Con todo, hay que decir con Pío XII que “muchos son los obstáculos que se oponen a que la razón use eficaz y fructuosamente de esta su nativa facultad. En efecto, las verdades que a Dios se refieren y atañen a las relaciones que median entre Dios y el hombre, trascienden totalmente el orden de las cosas sensibles y, cuando se llevan a la práctica de la vida e informan a ésta, exigen la entrega y abnegación de sí mismo. Ahora bien, el entendimiento humano halla dificultad en la adquisición de tales verdades, ora por el impulso de los sentidos y de la imaginación, ora por las desordenadas concupiscencias nacidas del pecado original. De lo que resulta que los hombres se persuaden con gusto ser falso o, por lo menos, dudoso lo que no querrían fuera verdadero”3.

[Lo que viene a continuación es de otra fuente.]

PR #4377, opened 2026-08-06
fix: align Home and Chat siderails

BunsDev:
## Changes

-


BunsDev:
**Cleanup patrol note (not a review)** — E2E is failing with three distinct problems, and one of them looks like a real product bug rather than a flaky test:

1. **`tests/mobile/command-center-pages.spec.ts:44` — strict-mode violation, both `pixel-5` and `iphone-13`:**
   `getByRole("tab", { name: "Chat", exact: true })` **resolves to 2 elements**. On `main` it resolves to one. That means this branch is rendering a second tab whose accessible name is exactly `Chat` — worth confirming that is intended, because a duplicate tab name is also an a11y problem for screen-reader users, not just a selector problem. If the duplicate is intended, the fix is to give the two tabs distinguishable accessible names rather than to loosen the selector.

2. **`tests/chat-sidebar-nav.spec.ts:104` — `locator.click` exceeded the 60s test timeout** on desktop. A click that never resolves usually means the target never became stable/visible, so this may be downstream of the same siderail change.

No changes were made to this PR — flagging only so the next person does not have to re-derive it from the logs.

PR #4378, opened 2026-08-06
Rebuild the Sessions list, new-session hero and transcript gaps from the Chat Session prototype

BunsDev:
Implements the [`(Started) Chat Page Modernization Design`](https://claude.ai/design/p/8593bb9e-c29d-439b-afd8-381f7106f640?file=Chat+Session+-+Prototype.dc.html) handoff — `Chat Session - Prototype.dc.html` — across the three surfaces the request named: the chat session list, the new chat session, and the chat session itself.

Bead: `cave-n3jg2`.

### 1. The Sessions list reads as a work board

The three things the frame changes are the three the old list could not answer.

**Status is a labelled state, not a dot.** The `All / Active` segmented control and its duplicate dot toggle are replaced by one counted chip per state the daemon actually reports — Running, Queued, Completed, Failed, Paused. "Active" could only ever answer *what is running?*; the chips also answer *what failed?* and *what is waiting on me?* in one click. Counts come from the **searched** set, so pressing one chip never renumbers the others. Each row carries the same state as a pill with a glyph as well as a tint, and a failed run wears a danger spine — state is never colour-only.

**The list groups by how live the work is.** In the default *Recent activity* order, running sessions float into an "Active now" band and the rest fall into Today / Yesterday / This week / Older by last activity, so live work is always in the same place. The flat "Sessions" header said the same thing about every row beneath it and is gone; "Pinned" stays. The three other orders (Newest, Oldest, Duration) each get one named heading, so the list never presents rows in an order it has not named.

**Rows lead with who, not with a dot.** The status dot was spending the row's most valuable column repeating what the pill now says *with a label*; the familiar's avatar takes it instead, tinted by that familiar's own colour and wearing a breathing ring while it runs. Beside the title sits the session's **own** working branch (never the checkout's, which churns under every row in a shared checkout), and the meta line gains elapsed time and the working-tree delta.

The surface also gets the frame's title row — serif heading · session count · one primary action — retiring the two conditional "+ Session" CTAs that used to sit in the identity row *and* the filter row.

### 2. The new-session hero is a threshold

One card lit from two corners, serif headline running fg → accent and growing with the pane, plus the frame's lede line naming the two ways off the page in the order the surface presents them.

### 3. A long pause in a transcript now says so

Chat already knew about these gaps — it reveals a turn's timestamp after ten minutes of silence — but a timestamp answers *when did this happen?*, not *you walked away here*. Scrolling back through a day-long thread read as one continuous conversation that was in fact four sittings. `chatTurnGapLabel` names the pause on the **same** threshold the timestamp reveal already uses, so the two signals agree.

## Palette translation

Per `docs/design-handoff/IMPLEMENTATION-STATUS.md`: **no hex was copied.** The prototype's `--live` is `--accent-presence`, its three state tones are `--color-success` / `--color-warning` / `--color-danger`, and its 5/6/9/11/13px paddings snapped to `--space-1..-3`, so the spacing ratchet holds at baseline. List layout rules are gated to `min-width: 768px` — below that the row keeps the mobile command-center grid, which is a better answer for a thumb.

## What this frame did NOT bring

- **Per-row step counts, tool-call counts and message previews.** The prototype paints `15 of 15 steps`, `8 calls` and a last-message snippet on every row. `SessionRow` carries none of them; inventing them would be a row that lies. The row shows what the daemon actually reports: status, elapsed, working-tree delta, branch, familiar, project.
- **The "N earlier turns" fold** above the transcript — recorded as outstanding in the ledger.
- The frame's session **chrome** (serif title row, slim mono context row, spine, reader) already landed through `Chat.dc.html` (session / 2a) and `Reader.dc.html` 3a, so this import is the list, the hero and the gap rule.

## Ratchets and pins

- `inlineTsxStyles` 207 → 208, justified in the baseline comment: each row hands the stylesheet the **familiar's** colour, which is user data, not presentation. The two tints that were a closed set (chip dot, status pill) went the other way in the same change and became `data-state` selectors in CSS.
- Four source pins updated to the contracts that supersede them (`chat-list-panel`, `chat-list-collapse`, `chat-list-delete`, `chat-session-grouping`), each with the reasoning in the comment above it.
- 20 new unit tests across `chat-session-status`, `chat-session-activity`, `chat-session-sort` and `chat-turn-gap` — including the ones that matter: counts summing to the total, an unknown daemon status not rendering a blank pill, an empty chip staying pressable while it is the active filter, a skewed clock not sorting a fresh row into "Older", and a backwards transcript producing no divider.
- Ledger row added for the frame.


BunsDev:
## Verified in a real browser, not just in the diff

Driven at 1440×900 against a production build with `/api/sessions/list` mocked (11 sessions across all five states, no live daemon, nothing written to `~/.coven`). That pass found three defects a source-text read would never have surfaced, all fixed in `130b945` and `76d135c`:

1. **The cards were invisible.** The frame's 2% fill reads as a card on its near-black ground; Cave's `--bg-base` is several steps lighter, so the same mix vanished and the rows read as a flat list. Now 4% over a resting hairline, with hover at `--border-strong`.
2. **The row said the same thing twice.** The third line was a synthesized status sentence — "Active now…" under a row whose pill reads `RUNNING`, "Waiting to start" under `QUEUED`. The pill says it with a label *and* a glyph, so the sentence was a second boundary on one fact costing every row a full line. What survives is what the pill cannot say: kept / deferred / archived.
3. **A duplicated count in the header** — "11 of 11 sessions" beside the title row's "11 sessions" pill. The shown-of-total line now renders only when the two numbers actually differ.

Two animations were also about to say "running" at once: the halo that pulsed the old status dot would have pulsed the familiar avatar that replaced it, behind the breathing ring already on that avatar. Retired.

## Gates

| Gate | Result |
|---|---|
| `Cross-environment (ubuntu-latest)` — `lint` · `typecheck` · `check:tests-wired` · `test:app` · `test:api` · `test:mobile` | ✅ green on `76d135c` |
| `pnpm codemod:design:check` | ✅ no drift |
| `design-token-drift` | ✅ spacing/radius/font-size ratchets hold at baseline; `inlineTsxStyles` 207 → 208, justified in the baseline comment |
| `design-handoff-ledger` | ✅ every cited path exists |

24 new unit tests across `chat-session-status`, `chat-session-activity`, `chat-session-sort` and `chat-turn-gap`.

## One harness note for the next reviewer

Running a single test file with `node --test` gives **false failures** for any gate that reads `src/app/globals.css` — that file is a 39-line `@import` facade and `run-tests.mjs` expands it in memory. I nearly concluded `main` was silently red on that basis; it isn't. Confirm with `pnpm test:app` before believing a token assertion has broken.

El don de la divina revelación #

Por todo lo cual, la divina revelación, que no es de suyo indispensable para llegar al conocimiento de aquellas verdades divinas que están al alcance de la inteligencia del hombre, es, sin embargo, moralmente necesaria para que las mismas “puedan ser conocidas por todos, aun en la condición presente del género humano, de modo fácil, con firme certeza y sin mezcla de error alguno” (DV 6)4.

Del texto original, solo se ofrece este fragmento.